> _Problem_: Every record must be written out once more, with nothing added or omitted.
[Data section]
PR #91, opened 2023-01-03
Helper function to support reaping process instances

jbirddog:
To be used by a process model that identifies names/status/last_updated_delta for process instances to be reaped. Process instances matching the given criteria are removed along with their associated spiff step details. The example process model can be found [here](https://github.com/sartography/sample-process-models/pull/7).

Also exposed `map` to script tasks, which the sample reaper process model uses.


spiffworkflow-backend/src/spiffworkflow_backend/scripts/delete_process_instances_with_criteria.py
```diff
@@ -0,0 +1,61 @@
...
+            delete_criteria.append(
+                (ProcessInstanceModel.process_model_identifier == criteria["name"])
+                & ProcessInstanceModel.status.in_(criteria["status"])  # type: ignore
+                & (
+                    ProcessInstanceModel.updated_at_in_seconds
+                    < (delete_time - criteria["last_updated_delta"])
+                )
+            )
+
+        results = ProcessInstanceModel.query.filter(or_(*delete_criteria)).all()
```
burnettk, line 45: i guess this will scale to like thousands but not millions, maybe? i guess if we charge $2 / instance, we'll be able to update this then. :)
[/Data section]
> _Solution_:
PR #91, opened 2023-01-03
Helper function to support reaping process instances

jbirddog:
To be used by a process model that identifies names/status/last_updated_delta for process instances to be reaped. Process instances matching the given criteria are removed along with their associated spiff step details. The example process model can be found [here](https://github.com/sartography/sample-process-models/pull/7).

Also exposed `map` to script tasks, which the sample reaper process model uses.


spiffworkflow-backend/src/spiffworkflow_backend/scripts/delete_process_instances_with_criteria.py
```diff
@@ -0,0 +1,61 @@
...
+            delete_criteria.append(
+                (ProcessInstanceModel.process_model_identifier == criteria["name"])
+                & ProcessInstanceModel.status.in_(criteria["status"])  # type: ignore
+                & (
+                    ProcessInstanceModel.updated_at_in_seconds
+                    < (delete_time - criteria["last_updated_delta"])
+                )
+            )
+
+        results = ProcessInstanceModel.query.filter(or_(*delete_criteria)).all()
```
burnettk, line 45: i guess this will scale to like thousands but not millions, maybe? i guess if we charge $2 / instance, we'll be able to update this then. :)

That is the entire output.